For 2019, CDER identified 20 of the 48 novel drugs approved in 2019 (42%) as first-in-class, meaning representing a new mechanism of action or drug type. In 2019, 21 of CDER’s 48 novel drug approvals (44%) were approved to treat rare or “orphan” diseases, referring to diseases that affect 200,000 or fewer Americans, continuing a recent trend of approximately 40% or more of NME approvals being orphan drugs. In 2018, 34 of CDER’s 59 novel drugs (58%) were approved to treat rare or orphan diseases. In 2017, 18 of CDER’s 46 novel drugs (39%) were approved to treat rare or orphan disease. In 2016, 41% or 9 of the 22 NMEs approved by the FDA were orphan drugs. In 2015, 47%, or 21 of the 45 NMES approved by the FDA’s CDER were orphan drugs, and in 2014, 41%, or 17 of the 41 NMEs approved were orphan drugs.

Inside NME approvals in 2019

Among the NME approvals for the large drug companies, Novartis led with five NME approvals: Adakveo (crizanlizumab-tmca) for treating complications of sickle cell disease, Beovu (brolucizumab-dbll) for treating wet age-related macular degeneration; Egaten for (triclabendazole) for treating fascioliasis, a parasitic infestation caused by two species of flatworms or trematodes that affect the liver, sometimes referred to as “liver flukes”; Mayzent (siponimod) for treating relapsing forms of multiple sclerosis; and for Piqray (alpelisib) for treating breast cancer.

Several companies had two NME approvals. AbbVie had two approvals: Rinvoq (upadacitinib) for treating moderately to severe active rheumatoid arthritis and Skyrizi (risankizumab-rzaa) for treating moderate-to-severe plaque psoriasis in adults who are candidates for systemic therapy or phototherapy. Bristol-Myers Squibb, including products from its $74-billion acquisition of Celgene, had two NME approvals: Reblozyl (luspatercept-aamt) for treating anemia in adult patients with beta thalassemia who require red blood cell transfusions and for Inrebic (fedratinib) for treating intermediate-2 or high-risk primary or secondary myelofibrosis. Daiichi Sanky had two approvals: Enhertu (fam-trastuzumab deruxtecan-nxki) for treating metastatic breast cancer and Turalio (pexidartinib hydrochloride) for treating symptomatic tenosynovial giant cell tumors. Roche had two NME approvals: Polivy (polatuzumab vedotin-piiq) for treating relapsed or refractory diffuse large B-cell lymphoma and Rozlytrek (entrectinib) for treating metastatic non-small cell lung cancer.

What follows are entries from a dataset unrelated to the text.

PR #3061, opened 2025-09-18
feat(hip-3-pusher): Price fallback logic and staleness checks

merolish:
## How has this been tested?

- [ ] Added new tests

### DIFF
--- a/apps/hip-3-pusher/config/config.toml
+++ b/apps/hip-3-pusher/config/config.toml
@@ -1,3 +1,5 @@
+stale_price_threshold_seconds = 5
+
 [hyperliquid]
 market_name = ""
 market_symbol = "BTC"
@@ -12,12 +14,16 @@ key_path = "/path/to/kms_key.txt"
 aws_region_name = "ap-northeast-1"
 
 [lazer]
-router_urls = ["wss://pyth-lazer-0.dourolabs.app/v1/stream", "wss://pyth-lazer-1.dourolabs.app/v1/stream"]
+lazer_urls = ["wss://pyth-lazer-0.dourolabs.app/v1/stream", "wss://pyth-lazer-1.dourolabs.app/v1/stream"]
 api_key = "lazer_api_key"
 base_feed_id = 1   # BTC
+base_feed_exponent = -8
 quote_feed_id = 8  # USDT
+quote_feed_exponent = -8
 
 [hermes]
-urls = ["wss://hermes.pyth.network/ws"]
-base_id = "e62df6c8b4a85fe1a67db44dc12de5db330f7ac66b72dc658afedf0f4a415b43"   # BTC
-quote_id = "2b89b9dc8fdf9f34709a5b106b472f0f39bb6ca9ce04b0fd7f2e971688e2e53b"  # USDT
+hermes_urls = ["wss://hermes.pyth.network/ws"]
+base_feed_id = "e62df6c8b4a85fe1a67db44dc12de5db330f7ac66b72dc658afedf0f4a415b43"   # BTC
+base_feed_exponent = -8
+quote_feed_id = "2b89b9dc8fdf9f34709a5b106b472f0f39bb6ca9ce04b0fd7f2e971688e2e53b"  # USDT
+quote_feed_exponent = -8
--- a/apps/hip-3-pusher/src/hyperliquid_listener.py
+++ b/apps/hip-3-pusher/src/hyperliquid_listener.py
@@ -1,4 +1,5 @@
 from loguru import logger
+import time
 
 from hyperliquid.info import Info
 from hyperliquid.utils.constants import TESTNET_API_URL, MAINNET_API_URL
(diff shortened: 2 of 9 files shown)


tejasbadadare (approved):

apps/hip-3-pusher/src/hyperliquid_listener.py
```diff
@@ -28,6 +29,7 @@ def on_activeAssetCtx(self, message):
         :return: None
         """
         ctx = message["data"]["ctx"]
-        self.price_state.latest_oracle_price = ctx["oraclePx"]
-        self.price_state.latest_mark_price = ctx["markPx"]
-        logger.debug("on_activeAssetCtx: oraclePx: {} marketPx: {}", self.price_state.latest_oracle_price, self.price_state.latest_mark_price)
+        self.price_state.hl_oracle_price = ctx["oraclePx"]
+        self.price_state.hl_mark_price = ctx["markPx"]
+        logger.debug("on_activeAssetCtx: oraclePx: {} marketPx: {}", self.price_state.hl_oracle_price, self.price_state.hl_mark_price)
+        self.price_state.latest_hl_timestamp = time.time()
```
tejasbadadare, line 35: Would recommend storing the timestamp together with the price in one type to enforce they are updated together. something like 
```python
class PriceUpdate:
    asset_id: str
    price: float
    timestamp: int
```

apps/hip-3-pusher/src/price_state.py
```diff
@@ -1,11 +1,73 @@
...
+        self.lazer_quote_exponent = config["lazer"]["quote_feed_exponent"]
+        self.latest_lazer_timestamp = now
+
         self.hermes_base_price = None
+        self.hermes_base_exponent = config["hermes"]["base_feed_exponent"]
         self.hermes_quote_price = None
+        self.hermes_quote_exponent = config["hermes"]["quote_feed_exponent"]
+        self.latest_hermes_timestamp = now
+
+    def get_current_oracle_price(self):
```
tejasbadadare, line 31: Worth thinking through how this evolves as we need to support pushing multiple prices. Also, we might want to have this orchestration in a different module and split up the state to be managed by the individual data sources instead of a single mono-state.

apps/hip-3-pusher/src/price_state.py
```diff
@@ -1,11 +1,73 @@
...
+            time_diff = now - self.latest_lazer_timestamp
+            if time_diff < self.stale_price_threshold_seconds:
+                return self.get_lazer_price()
+            else:
+                logger.error("Lazer price stale by {} seconds", time_diff)
+        else:
+            logger.error("Lazer base/quote prices not received yet")
+
+        logger.error("All prices missing or stale!")
+        return None
```
tejasbadadare, line 63: Any reason we fall back to Hermes before Lazer?

apps/hip-3-pusher/src/publisher.py
```diff
@@ -47,15 +47,21 @@ def __init__(self, config: dict, price_state: PriceState):
...
+            if not oracle_px:
+                logger.error("No valid oracle price available!")
+                return
+            else:
+                logger.debug("Current oracle price: {}", oracle_px)
+                oracle_pxs[self.market_symbol] = oracle_px
+
             mark_pxs = []
+            #if self.price_state.hl_mark_price:
+            #    mark_pxs.append({self.market_symbol: self.price_state.hl_mark_price})
```
tejasbadadare, line 62: Why not publish the mark prices?

apps/hip-3-pusher/config/config.toml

Several large companies gained one NME approval: Allergan for Ubrelvy (ubrogepant) for treating migraines; Amgen for Evenity (romosozumab-aqqg) for treating osteoporosis; Astellas/Seattle Genetics for Padcev (enfortumab vedotin-ejfv for treating refractory bladder cancer; Bayer for Nubeqa (darolutamide) for treating certain types of prostate cancer; Eisai for Dayvigo (lemborexant) for treating insomnia; Eli Lilly and Company for Reyvow (lasmiditan succinate) for treating migraines; Johnson & Johnson for Balversa (erdafitinib) for treating advanced bladder cancer; Merck & Co. for Recarbrio (imipenem, cilastatin and relebactam) for treating complicated urinary tract and complicated intra-abdominal infections; Mylan for Pretomanid (pretomanid) for treating teatment-resistant forms of tuberculosis; Pfizer for Vyndaqel (tafamidis meglumine) for heart disease (cardiomyopathy) caused by transthyretin mediated amyloidosis in adults; Sanofi for Cablivi (caplacizumab-yhdp) for treating acquired thrombotic thrombocytopenic purpura; and Shionogi for Fetroja (cefiderocol sulfate tosylate) for treating urinary tract infections.